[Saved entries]
============
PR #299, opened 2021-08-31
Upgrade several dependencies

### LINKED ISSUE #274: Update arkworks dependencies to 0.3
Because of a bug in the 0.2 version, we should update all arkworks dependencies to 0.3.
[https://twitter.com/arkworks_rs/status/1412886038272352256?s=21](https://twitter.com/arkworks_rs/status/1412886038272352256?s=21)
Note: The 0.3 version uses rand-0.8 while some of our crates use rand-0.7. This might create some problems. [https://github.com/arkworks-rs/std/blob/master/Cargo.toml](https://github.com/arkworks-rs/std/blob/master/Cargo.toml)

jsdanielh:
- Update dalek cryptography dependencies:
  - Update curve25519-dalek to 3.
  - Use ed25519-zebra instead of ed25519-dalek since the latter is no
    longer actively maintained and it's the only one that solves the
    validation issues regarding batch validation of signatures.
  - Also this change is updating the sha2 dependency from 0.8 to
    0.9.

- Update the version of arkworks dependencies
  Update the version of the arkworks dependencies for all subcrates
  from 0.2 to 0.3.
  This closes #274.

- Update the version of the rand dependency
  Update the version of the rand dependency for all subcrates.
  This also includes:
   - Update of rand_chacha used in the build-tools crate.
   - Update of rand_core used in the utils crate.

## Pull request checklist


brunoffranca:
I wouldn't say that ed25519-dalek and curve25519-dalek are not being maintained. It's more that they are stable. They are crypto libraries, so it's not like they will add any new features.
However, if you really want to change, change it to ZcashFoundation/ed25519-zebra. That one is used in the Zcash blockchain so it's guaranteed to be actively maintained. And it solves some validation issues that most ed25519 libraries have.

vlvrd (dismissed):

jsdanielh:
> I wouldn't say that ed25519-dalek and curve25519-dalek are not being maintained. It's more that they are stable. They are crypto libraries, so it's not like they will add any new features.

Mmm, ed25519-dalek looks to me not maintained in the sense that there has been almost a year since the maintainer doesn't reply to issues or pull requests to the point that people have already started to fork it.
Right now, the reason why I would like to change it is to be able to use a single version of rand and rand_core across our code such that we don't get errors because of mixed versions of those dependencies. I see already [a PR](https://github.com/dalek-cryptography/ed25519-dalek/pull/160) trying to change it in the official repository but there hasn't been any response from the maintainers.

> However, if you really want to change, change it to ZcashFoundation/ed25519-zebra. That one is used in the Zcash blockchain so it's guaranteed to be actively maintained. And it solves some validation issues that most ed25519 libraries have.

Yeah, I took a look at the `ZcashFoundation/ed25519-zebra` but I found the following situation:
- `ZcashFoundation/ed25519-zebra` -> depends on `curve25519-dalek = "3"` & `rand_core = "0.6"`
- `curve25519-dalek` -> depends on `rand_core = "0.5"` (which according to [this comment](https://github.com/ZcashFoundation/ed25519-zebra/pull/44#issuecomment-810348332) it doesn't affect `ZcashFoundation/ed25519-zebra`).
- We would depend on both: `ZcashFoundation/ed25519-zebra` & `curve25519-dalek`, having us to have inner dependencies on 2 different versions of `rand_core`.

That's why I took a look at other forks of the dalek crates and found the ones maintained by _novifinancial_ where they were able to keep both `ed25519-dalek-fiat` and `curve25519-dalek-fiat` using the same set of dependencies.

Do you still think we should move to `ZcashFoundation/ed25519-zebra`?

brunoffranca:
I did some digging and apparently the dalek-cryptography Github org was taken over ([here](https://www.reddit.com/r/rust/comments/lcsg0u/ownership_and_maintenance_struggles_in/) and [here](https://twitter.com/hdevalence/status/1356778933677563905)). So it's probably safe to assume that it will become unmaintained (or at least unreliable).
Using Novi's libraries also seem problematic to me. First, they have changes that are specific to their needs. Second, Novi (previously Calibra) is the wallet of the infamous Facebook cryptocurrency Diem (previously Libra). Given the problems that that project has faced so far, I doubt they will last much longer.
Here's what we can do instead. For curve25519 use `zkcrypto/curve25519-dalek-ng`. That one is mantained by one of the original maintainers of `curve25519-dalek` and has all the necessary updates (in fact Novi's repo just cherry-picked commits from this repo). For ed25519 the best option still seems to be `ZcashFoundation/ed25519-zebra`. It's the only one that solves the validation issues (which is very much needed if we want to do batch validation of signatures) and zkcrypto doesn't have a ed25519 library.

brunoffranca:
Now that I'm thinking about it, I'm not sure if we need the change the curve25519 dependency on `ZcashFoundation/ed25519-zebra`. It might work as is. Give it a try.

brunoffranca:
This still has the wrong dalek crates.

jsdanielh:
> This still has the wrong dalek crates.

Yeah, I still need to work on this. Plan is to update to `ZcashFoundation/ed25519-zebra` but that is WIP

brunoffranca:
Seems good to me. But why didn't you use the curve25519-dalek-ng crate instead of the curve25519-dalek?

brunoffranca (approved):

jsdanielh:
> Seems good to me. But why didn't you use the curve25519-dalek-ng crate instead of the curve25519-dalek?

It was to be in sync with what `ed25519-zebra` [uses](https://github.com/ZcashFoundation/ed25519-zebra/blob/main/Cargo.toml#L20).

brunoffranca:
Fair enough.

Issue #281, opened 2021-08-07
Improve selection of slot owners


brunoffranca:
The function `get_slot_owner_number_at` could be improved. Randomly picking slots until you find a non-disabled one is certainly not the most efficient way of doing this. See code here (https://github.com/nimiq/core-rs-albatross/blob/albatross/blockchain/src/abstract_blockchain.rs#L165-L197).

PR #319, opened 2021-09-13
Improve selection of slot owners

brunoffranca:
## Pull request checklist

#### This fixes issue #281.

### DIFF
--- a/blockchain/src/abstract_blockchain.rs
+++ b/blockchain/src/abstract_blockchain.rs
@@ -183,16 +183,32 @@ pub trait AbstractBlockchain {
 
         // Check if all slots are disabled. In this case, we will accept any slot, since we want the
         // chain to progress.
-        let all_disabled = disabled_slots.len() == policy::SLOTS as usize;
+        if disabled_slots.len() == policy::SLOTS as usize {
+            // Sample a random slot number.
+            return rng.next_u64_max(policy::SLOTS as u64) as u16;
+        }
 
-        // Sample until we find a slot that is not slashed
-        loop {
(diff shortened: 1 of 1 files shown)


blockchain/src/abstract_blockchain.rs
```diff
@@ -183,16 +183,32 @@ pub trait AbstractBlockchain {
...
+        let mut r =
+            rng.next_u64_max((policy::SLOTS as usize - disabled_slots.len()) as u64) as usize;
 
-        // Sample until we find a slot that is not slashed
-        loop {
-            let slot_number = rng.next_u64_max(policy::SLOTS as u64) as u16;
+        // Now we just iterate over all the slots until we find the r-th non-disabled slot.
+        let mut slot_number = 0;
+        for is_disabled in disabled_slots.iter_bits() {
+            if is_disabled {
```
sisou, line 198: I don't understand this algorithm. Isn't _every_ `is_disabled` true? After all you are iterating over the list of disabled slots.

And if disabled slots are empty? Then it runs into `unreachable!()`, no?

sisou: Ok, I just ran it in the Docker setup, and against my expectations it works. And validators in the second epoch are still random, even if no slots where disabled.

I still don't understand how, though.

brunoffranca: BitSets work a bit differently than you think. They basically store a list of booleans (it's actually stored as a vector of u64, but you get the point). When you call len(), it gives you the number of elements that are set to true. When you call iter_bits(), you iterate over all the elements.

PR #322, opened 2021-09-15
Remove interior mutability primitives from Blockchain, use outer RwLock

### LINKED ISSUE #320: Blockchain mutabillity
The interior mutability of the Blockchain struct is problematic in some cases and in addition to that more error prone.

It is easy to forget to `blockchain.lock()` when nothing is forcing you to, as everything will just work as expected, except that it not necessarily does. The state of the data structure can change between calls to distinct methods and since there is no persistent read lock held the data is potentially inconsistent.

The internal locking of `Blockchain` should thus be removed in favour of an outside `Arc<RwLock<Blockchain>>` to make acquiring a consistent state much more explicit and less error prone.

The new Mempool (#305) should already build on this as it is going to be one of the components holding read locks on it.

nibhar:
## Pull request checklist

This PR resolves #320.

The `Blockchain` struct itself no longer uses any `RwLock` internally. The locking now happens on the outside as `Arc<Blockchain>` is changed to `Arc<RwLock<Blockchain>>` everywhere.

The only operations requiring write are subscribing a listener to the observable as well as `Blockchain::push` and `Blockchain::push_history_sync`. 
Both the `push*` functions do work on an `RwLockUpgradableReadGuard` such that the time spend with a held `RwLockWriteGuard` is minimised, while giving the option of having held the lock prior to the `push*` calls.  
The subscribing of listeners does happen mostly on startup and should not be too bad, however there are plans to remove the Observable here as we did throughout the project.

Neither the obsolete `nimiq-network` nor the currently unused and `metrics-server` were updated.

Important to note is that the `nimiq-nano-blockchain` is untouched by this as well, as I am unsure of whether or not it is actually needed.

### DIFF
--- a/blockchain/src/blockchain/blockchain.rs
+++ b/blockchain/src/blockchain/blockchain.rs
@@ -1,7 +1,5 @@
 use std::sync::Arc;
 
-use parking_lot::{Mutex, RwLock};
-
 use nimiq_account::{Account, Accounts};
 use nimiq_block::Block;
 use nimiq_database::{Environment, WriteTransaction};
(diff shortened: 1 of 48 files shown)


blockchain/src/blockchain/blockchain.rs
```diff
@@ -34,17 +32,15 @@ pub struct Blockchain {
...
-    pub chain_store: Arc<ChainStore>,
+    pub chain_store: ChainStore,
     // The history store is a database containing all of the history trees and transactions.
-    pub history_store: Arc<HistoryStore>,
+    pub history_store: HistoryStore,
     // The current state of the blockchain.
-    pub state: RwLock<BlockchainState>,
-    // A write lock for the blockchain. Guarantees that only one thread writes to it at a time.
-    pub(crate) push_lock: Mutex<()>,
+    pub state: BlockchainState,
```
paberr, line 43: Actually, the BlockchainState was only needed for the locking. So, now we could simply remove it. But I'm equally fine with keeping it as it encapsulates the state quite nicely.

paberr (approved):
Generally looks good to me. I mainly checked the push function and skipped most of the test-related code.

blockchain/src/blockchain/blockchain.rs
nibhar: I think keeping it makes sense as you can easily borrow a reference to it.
============
* WHAT IS EXPECTED
Of all the entries above, output exactly the lines between the one holding "That's why I" and the one holding "Using Novi's libraries", inclusive.

* RESULT
That's why I took a look at other forks of the dalek crates and found the ones maintained by _novifinancial_ where they were able to keep both `ed25519-dalek-fiat` and `curve25519-dalek-fiat` using the same set of dependencies.

Do you still think we should move to `ZcashFoundation/ed25519-zebra`?

brunoffranca:
I did some digging and apparently the dalek-cryptography Github org was taken over ([here](https://www.reddit.com/r/rust/comments/lcsg0u/ownership_and_maintenance_struggles_in/) and [here](https://twitter.com/hdevalence/status/1356778933677563905)). So it's probably safe to assume that it will become unmaintained (or at least unreliable).
Using Novi's libraries also seem problematic to me. First, they have changes that are specific to their needs. Second, Novi (previously Calibra) is the wallet of the infamous Facebook cryptocurrency Diem (previously Libra). Given the problems that that project has faced so far, I doubt they will last much longer.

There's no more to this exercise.